Returning to the original question, is email insecure? I think the best answer is "not necessarily", as email can be secure, at least according to the metrics reviewed above. A good example is two individuals, say Alice and Bob, who both have private mail servers that they control. Suppose that Alice sends a message from her client to her mail server, which relays it to Bob's mail server, and then Bob retrieves the message. Assume all the connections are encrypted using TLS (which is a very reasonable assumption). Furthermore, assume that Alice's mail server authenticates all submitted messages properly (which is also reasonable) and that Alice has SPF, DKIM, and DMARC records set up so that Bob can properly verify messages he receives from her domain. The message was fully encrypted in transit and was adequately authenticated. The remaining questions are does Alice trust her mail server and does Bob trust his?

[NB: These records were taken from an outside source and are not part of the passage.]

PR #5213, opened 2020-09-28
Allow ignoring known vulnerabilities

### LINKED ISSUE #5220: Allow ignoring known vulnerabilities
### Expected Behavior

We have a CI step that checks for vulnerabilities so we are aware of them. We should be able to ignore one if we already know about it and are working on it or have already mitigated it's effects.

### Current Behavior

There's no way to mark a vulnerability as "known" so that CI isn't blocked.

gnardini:
### Description

There is currently a vulnerability on `react-native-webview` that is blocking merging.
While we work on analysing the issue, we want to unblock CI. This PR adds a mechanism to add vulnerabilities as "known" so that CI doesn't fail.

Fixes #5220


tarikbellamine (approved):
LGTM! Thanks for taking this on!

PR #5225, opened 2020-09-28
Celo Art Project for Kuneco

aaronmgdr:
### Description

Art inspired by Celo mission and for the Celo community. to be shown at Kuneco

staging.celo.org/flowers

### Tested

Screen Shot 2020-09-28 at 3 55 11 PM
Screen Shot 2020-09-28 at 3 55 19 PM
Screen Shot 2020-09-28 at 3 55 31 PM
Screen Shot 2020-09-28 at 3 55 49 PM

### Related issues

- Fixes https://github.com/celo-org/celo-labs/issues/187


ErinHales:
This is beautiful, I love that this exists 💐🌼🌸 Also, love the animation, but wondering if we can shrink the initial size of the flower to about 3/4 to 1/2 the size it is currently? Also, would it be possible to center the flower until the animation was complete?  We could possibly have the animation occur on page load rather than during scroll.  Seems like the scroll leads to a jerky animation.

aaronmgdr:
The size is by design so i don't think we will change it. 

I thought i had gotten rid of the jerk however i see loading it ff now that it is still with us.

aaronmgdr:
closing in favor of https://github.com/celo-org/celo-monorepo/pull/5244

PR #5238, opened 2020-09-29
Validator Explorer Improvements

### LINKED ISSUE #5102: Replace "Gold" with "Celo" on the validator explorer
On the validator UI (validator.celo.org) there are some places where it still says Gold when it should not. 

Also check all the tooltips

replace with the corret language 
Screen Shot 2020-09-16 at 4 04 26 PM

ErinHales:
### Description

 - "Celo Gold" to "CELO"
 - Refactors and cleans up validator code, adds `utils/validators`
 - Fixes sort functionality on validator table
 - Validators that have never been elected show an attestation score of 'n/a' instead of 0
 - Adds transitions to arrows in table

### Tested

Tests will be included in separate PR

### Related issues

- Fixes #5102 

### Backwards compatibility

Yes


packages/web/src/dev/ValidatorsList.tsx
```diff
@@ -293,26 +148,14 @@ class ValidatorsList extends React.PureComponent<Props, State> {
...
-
-  isPinned({ address }: any) {
-    const list = (localStorage.getItem(localStoragePinnedKey) || '').split(',') || []
-    return +list.includes(address)
-  }
+    this.cachedCleanData = (data || []).sort((a, b) => dir * compare(accessor(a), accessor(b)))
 
-  onPinned() {
-    this.setState({ update: Math.random() } as any)
+    return (data || []).sort((a, b) => dir * compare(accessor(a), accessor(b)))
```
ErinHales: I really really wanted to simplify these two lines, but no matter what I try, it causes a weird bug to occur.  Really wanted to either return data or assign to `this.cachesCleanData` (instead of doing both) or do something like
```
const sorted = (data || []).sort((a, b) => dir * compare(accessor(a), accessor(b)))
this.cachesCleanData = sorted
return sorted
```
but all of those cause a bug with the sort 😒

packages/web/src/utils/validators.ts
```diff
@@ -0,0 +1,184 @@
...
+    elected: boolean
+    neverElected: boolean
+    online: boolean
+    uptime: number
+    attestation: number
+    claims: string[]
+  }>
+}
+
+export function isPinned({ address }: any) {
```
aaronmgdr: any chance this can be typed more explicitly?

packages/web/src/dev/ValidatorsListRow.tsx
```diff
@@ -85,61 +48,33 @@ class ValidatorsListRow extends React.PureComponent<Props & I18nProps, State> {
...
-            <View style={[styles.pin, isPinned ? styles.pinned : {}]} />
-          </View>
           <View style={[styles.tableCell, styles.tableCellTitle]}>
-            <Text style={[styles.defaultText, styles.tableCell, styles.tableCellTitleArrow]}>
+            <Text
+              style={[
+                styles.defaultText,
+                styles.tableCell,
+                styles.tableCellTitleArrow,
+                ...(expanded ? [styles.tableCellTitleArrowExpanded] : []),
```
aaronmgdr: if im reading this right i think `expanded && styles.tableCellTitleArrowExpanded` is all you need here. Saves on making arrays

packages/web/src/dev/ValidatorsList.tsx
aaronmgdr: yeah using a cache like this is bound to be buggy with react. 

my first thought is that we should not be overwriting the cachedData. it should be a constant. 

my second thought is that all this the cleanData function should be called on the data one layer up like right when its obtained rather than in this component. and that the concept of cached data shouldnt be needed in the sense of a giant cache like this.

aaronmgdr (commented):
thanks for taking this on.

packages/web/src/dev/ValidatorsListRow.tsx
ErinHales: Oh yes, much better!

packages/web/src/utils/validators.ts
ErinHales: Yes!  Added address type, let me know if that looks sufficient

packages/web/src/dev/ValidatorsListApp.tsx
```diff
@@ -172,7 +173,7 @@ class ValidatorsListApp extends React.PureComponent<Props> {
                     </View>
                   )
                 }
-                return <ValidatorsList data={data} isLoading={loading} />
+                return <ValidatorsList data={cleanData(data)} isLoading={loading} />
```
aaronmgdr, line 176: yes!

packages/web/src/dev/ValidatorsList.tsx
```diff
@@ -27,24 +26,21 @@ class HeaderCell extends React.PureComponent<HeaderCellProps, { hover: boolean }
...
 
   render() {
-    const { style, name, order, onClick, tooltip } = this.props
+    const { asc, style, name, ordered, orderFn, tooltip } = this.props
     const { hover } = this.state
     return (
-      <Hoverable onHoverIn={this.onHoverIn} onHoverOut={this.onHoverOut}>
-        <View onClick={onClick} style={[styles.tableHeaderCell, ...((style || []) as any)]}>
+      <Hoverable onHoverIn={this.onHoverIn} onHoverOut={this.onHoverOut} onPress={orderFn}>
+        <View style={[styles.tableHeaderCell, ...((style || []) as any)]}>
```
aaronmgdr:
```suggestion
<View style={[styles.tableHeaderCell, style]}>
```

packages/web/src/dev/ValidatorsList.tsx
```diff
@@ -321,77 +134,87 @@ class ValidatorsList extends React.PureComponent<Props, State> {
...
               name="Attestation"
-              order={orderBy === 'attestation' ? orderAsc : null}
+              ordered={orderKey === 'attestation'}
+              asc={orderAsc}
             />
           </View>
           {validatorGroups.map((group, i) => (
-            <div key={group.id} onClick={this.expand.bind(this, i)}>
-              <ValidatorsListRow onPinned={onPinned} group={group} expanded={expanded === i} />
+            <div key={i} onClick={this.expand.bind(this, i)}>
```
aaronmgdr: its generally better to use a key that will not change if things are reordered

packages/web/src/dev/ValidatorsListStyles.tsx
```diff
@@ -113,6 +113,11 @@ export const styles = StyleSheet.create({
   },
   tableHeaderCellArrowVisible: {
     opacity: 0.6,
+    transitionProperty: 'transform',
+    transitionDuration: '0.4s',
+  },
+  tableHeaderCellArrowDesc: {
+    transform: [{ rotateZ: '180deg' }, { translateX: -5 }, { translateY: -2 }],
```
aaronmgdr, line 120: nice!

packages/web/src/utils/validators.ts
```diff
@@ -0,0 +1,256 @@
...
+  const dir = asc ? 1 : -1
+
+  const compare = (a, b): number => {
+    if (a === null) {
+      return 1
+    }
+    if (b === null) {
+      return -1
+    }
+    return a > b ? 1 : -1
```
aaronmgdr, line 253: thoughts on returning 0 for cases where they are equal?

packages/web/src/utils/validators.ts
```diff
@@ -0,0 +1,256 @@
...
+  rewards: (_) => _.rewards || 0,
+  uptime: (_) => _.uptime || 0,
+  attestation: (_) => _.attestation || 0,
+}
+
+/**
+ * Determines whether a validator is pinned
+ * Pinned validators are set to the top of the table, regardless of how the table is sorted
+ * @param  {Address}    address The address of a given Validator
+ * @return {boolean}    Whether the given validator is pinned
```
aaronmgdr: I believe that this actualy returns a number

packages/web/src/utils/validators.ts
```diff
@@ -0,0 +1,256 @@
...
+ */
+export function isPinned(address: Address) {
+  const list = (localStorage.getItem(localStoragePinnedKey) || '').split(',') || []
+  return +list.includes(address)
```
aaronmgdr, line 115: `+` coercese to a number so return will be 1 or 0? i think (not boolean like return doc says

ErinHales: Yes, good catch

packages/web/src/dev/ValidatorsList.tsx
```diff
@@ -58,261 +54,78 @@ class HeaderCell extends React.PureComponent<HeaderCellProps, { hover: boolean }
...
-      if (a === null) {
-        return 1
-      }
-      if (b === null) {
-        return -1
-      }
-      return a > b ? 1 : -1
+  expand(expanded: number) {
+    if (this.state.expanded === expanded) {
+      return this.setState({ expanded: undefined })
```
aaronmgdr, line 114: oh! was about to write that it looked like both setStates were being called since i didnt see this return statement .

packages/web/src/utils/validators.ts
ErinHales: Hm, I don't think it's necessary.  Thought maybe just returning `a - b` would be a good way to simplify, but that doesn't work for some reason

aaronmgdr: for `a - b` to work that operation would need to return a number but `a` and `b` could be strings. (mostly likely are strings) 

also does sort work with any number returned? i thought it needed to be 1 or -1 or 0 so even if they are numbers im not sure it would work.

aaronmgdr (approved):

packages/web/src/utils/validators.ts
ErinHales: That would work for numbers.  It sorts it based on if it's negative, positive or 0.  But you're right, it doesn't work for strings.  I think this is fine as is.

packages/web/src/_page-tests/validators/explore.test.tsx
```diff
@@ -161,7 +162,7 @@ describe('ValidatorsList', () => {
     const tree = renderer
       .create(
         <TestProvider>
-          <ValidatorsList data={mock.data} />
+          <ValidatorsList data={cleanData(mock.data as ValidatorsListData)} />
```
aaronmgdr: It would be safer to set data to its correct type when it is defined.

packages/web/src/_page-tests/validators/explore.test.tsx
```diff
@@ -2,6 +2,7 @@ import * as React from 'react'
 import * as renderer from 'react-test-renderer'
 import { TestProvider } from 'src/_page-tests/test-utils'
 import ValidatorsList from 'src/dev/ValidatorsList'
+import { cleanData, ValidatorsListData } from 'src/utils/validators'
 
 const mock = {
```
aaronmgdr: for instnace `const data: ValidatorsListData = ...`

ErinHales: Fair enough, that was kind of lazy 😅

PR #5240, opened 2020-09-29
Added fees to the activity feed

### LINKED ISSUE #4843: Blockchain API changes
- [ ] Display correct fees in transactions drilldowns from the feed
- [ ] Query escrow contract for comments of escrowed transactions

carterqw2:
### Description

Adds fees to the the feed response.

### Other changes

Removes unused verification rewards functionality.

### Tested

Updated snapshots and added more transactions to test aggregation of fees.

### Related issues
Closes #4843.

### Backwards compatibility

Backwards compatible as the fees is an optional field.


packages/blockchain-api/src/helpers/EventBuilder.ts
```diff
@@ -0,0 +1,116 @@
...
+  }
+
+  static formatFees(fees: Fee[], timestamp: number): FormattedFee[] {
+    return fees.map((fee) => ({
+      type: fee.type,
+      amount: {
+        currencyCode: fee.currencyCode,
+        timestamp,
+        value: fee.value
+          .multipliedBy(-1)
```
jeanregisser: I think these should be positive.

packages/blockchain-api/test/blockscout.test.ts
```diff
@@ -244,6 +370,47 @@ describe('Blockscout', () => {
           },
           "block": "117451",
           "comment": "",
+          "fees": Array [
+            Object {
+              "amount": Object {
+                "currencyCode": "cGLD",
+                "timestamp": 1566481000000,
+                "value": "-1e-8",
```
jeanregisser: Wondering if we should disable the exponential notation. What do you think?

jeanregisser (commented):
Really nice work sofar! 👍

packages/blockchain-api/test/blockscout.test.ts
carterqw2: Wasn't sure what is the expected format on the app side. Do I need to round them up to the second decimal?

packages/blockchain-api/package.json
```diff
@@ -7,6 +7,7 @@
   "license": "Apache-2.0",
   "scripts": {
     "test": "jest --ci --silent --coverage --runInBand",
+    "test:fast": "jest --ci  --runInBand",
```
jeanregisser: nit: it's even faster without `--runInBad`

packages/blockchain-api/test/InputDecoder.test.ts
```diff
@@ -23,25 +24,40 @@ const savedInput =
...
   describe('format-comment-string', () => {
     it('should decode comment correctly', () => {
-      const decoded = formatCommentString(input)
+      const decoder = new InputDecoder(contractAddresses, Input.fromString(input))
+      const decoded = decoder.getTransactionComment()
       expect(decoded).toEqual(comment)
     })
-    it('should return empty on too short input', () => {
-      const decoded = formatCommentString('0x10')
+    xit('should return empty on too short input', () => {
```
jeanregisser: Why skipping?

packages/blockchain-api/test/InputDecoder.test.ts
```diff
@@ -23,25 +24,40 @@ const savedInput =
...
+      const decoder = new InputDecoder(contractAddresses, Input.fromString('0x10'))
+      const decoded = decoder.getTransactionComment()
       expect(decoded).toEqual('')
     })
-    it('should return empty on invalid function selector', () => {
-      const decoded = formatCommentString(
-        '0x095ea7b30000000000000000000000000000000000000000000000000000000000000' +
-          'abe0000000000000000000000000000000000000000000000000214e8348c4f0000'
+    xit('should return empty on invalid function selector', () => {
```
jeanregisser: Why skipping?

packages/blockchain-api/src/transaction/Transaction.ts
```diff
@@ -0,0 +1,138 @@
...
+      // If this is raised, something is wrong with our assertion
+      throw new Error(`Fee transfers don't add up for tx ${this.blockscoutTx.transactionHash}`)
+    }
+  }
+
+  private calculateSecurityFee(): void {
+    if (!this.isCeloTransaction()) {
+      // transfer to validator should be the last one
+      this.transactionNavigator.popLastTransfer()
+      this.transactionNavigator.popTransferTo(Contracts.Governance)
```
jeanregisser: Why not popping the last 2 transfers?
I'm afraid this could be wrong in the unlikely case the tx has a real transfer to the governance contract.

Also it would be nice to leave a note for "future us" about why we do this special case for non Celo transactions.

packages/blockchain-api/src/transaction/Transaction.ts
```diff
@@ -0,0 +1,138 @@
...
+    if (existingFeeTypeIndex !== -1) {
+      const existingFee = this.fees[existingFeeTypeIndex]
+      existingFee.value = existingFee.value.plus(newFee.value)
+    } else {
+      this.fees.push(newFee)
+    }
+  }
+
+  isCeloTransaction(): boolean {
+    return this.blockscoutTx.feeToken !== undefined && this.blockscoutTx.feeToken === CGLD
```
jeanregisser: Not sure how blockscout treats this, but from the TX side, an empty feeToken means CELO (CGLD) is used to pay for fees, so would suggest to change this to the following to be on the safe side.
```suggestion
    return !this.blockscoutTx.feeToken || this.blockscoutTx.feeToken === CGLD
```

packages/blockchain-api/src/transaction/Transaction.ts
```diff
@@ -0,0 +1,138 @@
...
+
+    this.transactionFees.push({
+      type: FeeType.SECURITY_FEE,
+      value: new BigNumber(this.blockscoutTx.gasPrice).multipliedBy(this.blockscoutTx.gasUsed),
+      currencyCode: this.blockscoutTx.feeToken,
+    })
+  }
+
+  private calculateGatewayFee(): void {
+    if (!this.isCeloTransaction()) {
```
jeanregisser, line 134: Can we add a note about why we do this special treatment?

packages/blockchain-api/src/transaction/Transaction.ts
```diff
@@ -0,0 +1,138 @@
...
+      this.transactionNavigator.popTransferTo(this.blockscoutTx.gatewayFeeRecipient)
```
jeanregisser: Unlikely edge case but what if the main TX is actually to this particular gatewayFeeRecipient?

Previous implementation used the fact that the fees were always last in the reported transfers.

packages/blockchain-api/src/transaction/TransactionNavigator.ts
```diff
@@ -0,0 +1,101 @@
+import { BlockscoutCeloTransfer } from '../blockscout'
+import { ContractAddresses, Contracts } from '../utils'
+import { TransferCollection } from './TransferCollection'
+
+const MINTED_TOKEN_ADDRESS = '0x0000000000000000000000000000000000000000'
+
+export class TransactionNavigator {
```
jeanregisser: Thinking this could be renamed, maybe `TransfersNavigator`?

jeanregisser (commented):
Awesome! See comments below.

packages/blockchain-api/src/transaction/Transaction.ts
carterqw2: I just wanted to be precise about what I'm removing from the list of transfers. If there was a reliable way to detect that the last transaction is a transfer to a validator, I would do that too.

packages/blockchain-api/package.json
carterqw2: Nice, thanks!

packages/blockchain-api/test/InputDecoder.test.ts
carterqw2: Leftover, good catch, thank you!

packages/blockchain-api/test/InputDecoder.test.ts
carterqw2: Reverted.

packages/blockchain-api/src/transaction/Transaction.ts
carterqw2: I changed the implementation of `popTransferTo` to search from the end and added a test.

packages/blockchain-api/src/transaction/Transaction.ts
carterqw2: Thanks, I accepted the changed and added some tests.

packages/blockchain-api/src/transaction/Transaction.ts
carterqw2: Done.

packages/blockchain-api/src/transaction/Transaction.ts
carterqw2: I added a test for this edge case, thanks for the idea!

packages/blockchain-api/src/transaction/TransactionNavigator.ts
carterqw2: Makes sense to me, done.

jeanregisser (approved):
💯 🚢 :shipit:

PR #5241, opened 2020-09-30
ODIS Common: Add missing dependencies

codyborn:
### Description

Some dependencies were missed when migrating the test common files under src.


alecps (approved):
Thanks!

PR #5254, opened 2020-10-01
Fix Contract versioning CI checks on master

nambrot:
### Description

- Creating the `release/contracts/1` branch wrecked havoc as it changed the reference of all CI checks. It did bring up the fact that on current master, the reference for checks should not be mainnet anymore with release 1 under way
- As per our release process, @emaG3m and I figured that the right move should be `celo-core-contracts-v1.pre-audit` as that should serve as the right reference for changes on master
- However, that proved to be problematic too, because master only later got the version changes that we then cherry-picked onto `oz-prerelease`.
- Thus the correct reference becomes 8a8b82252e2da9a4afc743b1e27260d521729f74 which is the commit at which the version changes were introduced on master.

### Other changes

- `Signatures.sol` version was bumped in minor, since we did not check that in in #5122


packages/protocol/package.json
```diff
@@ -100,6 +100,7 @@
     "nodemailer": "^4.6.8",
     "targz": "^1.0.1",
     "tmp": "^0.1.0",
+    "ts-node": "8.3.0",
```
ewilz, line 103: ¿por qué?

.circleci/config.yml
```diff
@@ -478,7 +478,7 @@ jobs:
             mkdir -p ~/.ssh
             ssh-keyscan github.com >> ~/.ssh/known_hosts
             git fetch --all
-            RELEASE_BRANCH=$(git branch -a --list *release/contracts/* | tail -1 | sed -e 's/remotes\/origin\///g')
+            RELEASE_BRANCH=8a8b82252e2da9a4afc743b1e27260d521729f74
```
ewilz, line 482: to me this seems a bit cryptic. With the deleted code you at least kind of get the gist of:  `*release/contracts/*`. (and this possibly isn't really a release anymore?). Might merit a code comment?

ewilz:
Is the significance of this newly referenced commit, the fact that `getVersionNumber()` was added to all the contracts that didn't implement it yet?

As far as documenting this 0_o...in the future will we still be using the pre-audit release cut? Or will that still present problems?  (I think maybe I'm understanding that the versions numbers could fork from the audit fix process?....seems edgy though)

packages/protocol/package.json
nambrot: Scripts in the protocol package require `ts-node`, but it seems like they have been working so far as most of us + CI has it installed globally? I figured I'd add it

.circleci/config.yml
nambrot: Yeah, I added an echo to hopefully highlight this special case

nambrot:
Exactly that. In the future, the pre-audit release cut should work. We were just in this weird limbo state since when we cut the release, we didn't yet have everything in place for the version checks

ewilz (approved):

PR #5263, opened 2020-10-02
[Wallet] Include phone number in DappKit auth 

### LINKED ISSUE #5264: [Wallet] DappKit is not explicit about requesting phone number permission
### Expected Behavior

DappKit explicitly states that it needs phone number permission during auth deeplink

### Current Behavior

DappKit allows users to share their Valora addresses and phone numbers, but only tells users their addresses are being shared

annakaz:
### Description

DappKit account auth was returning a Valora user's phone number and address to the requesting Dapp, but only stated that the address would be shared. This adds in phone number so that users are aware that it is shared
Screen Shot 2020-10-02 at 1 31 47 PM

Before
Screen Shot 2020-10-02 at 1 09 09 PM

### Other changes

Reformat address to match address display throughout app

## Issues
- Fixes https://github.com/celo-org/celo-monorepo/issues/5264

### Tested

By looking at the screen on a Pixel 2 

### Backwards compatibility

Yes


medhakothari (approved):
Looks good to me! thanks for adding this 🎉

Lss-Ankit:
Hey @gnardini  can you please provide build details to verify this task. 
Thanks!

gnardini:
Hi @Lss-Ankit to open the screen on the screenshot you need to click on this link on a phone with Valora installed: celo://wallet/dappkit?type=account_address&dappName=toca&callback=toca://route&requestId=hello and the opened screen should have the phone number of the Valora account.

Lss-Ankit:
Hi @gnardini  We have opened given link on IOS and Android devices and found the following: 
Builds: Test flight build v1.3.0(27) and Android play store internal build v1.3.0(1004294316).
Devices: Google Pixel XL (8.1), iPhone SE 2 (14.1) 

**For Android:**
- User is not redirect to Valora app after pasting given link into chrome browser.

If the answer to both of these questions is "yes" (which is reasonable, since they both own their own mail servers), then to me it feels like this is about as secure as you can expect an email message to be, without actually encrypting the email plaintext itself.
Unfortunately, the example we have considered here, while once more common, is less common these days than ever before. Most people do not (and probably should not) manage their own email servers. But for those are technically inclined to do so, this approach may offer a method of email communications that can be used for more exchanging messages that the participants may not have been comfortable emailing in a different environment.
Thus, the heuristic "email is insecure" is perhaps not so much wrong as incomplete. Better would be "Assume that email is insecure, unless you can prove otherwise". I suspect most people will find they are not able to do so, and for this reason, it's still probably a good idea to avoid email for exchanging data that would be catastrophic if leaked.